__ASSIGNMENT__
Write down each entry precisely as given.
· · · · · · ·
Issue #164, opened 2016-01-26
ASYNC jetty9-compat image - Incorrect URL generated in a compat image for login


lesv:
https://accounts.google.com/ServiceLogin?
service=ah
&passive=true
· · · · · · ·
__OUTPUT FOR THIS EXERCISE__
Issue #164, opened 2016-01-26
ASYNC jetty9-compat image - Incorrect URL generated in a compat image for login


lesv:
https://accounts.google.com/ServiceLogin?
service=ah
&passive=true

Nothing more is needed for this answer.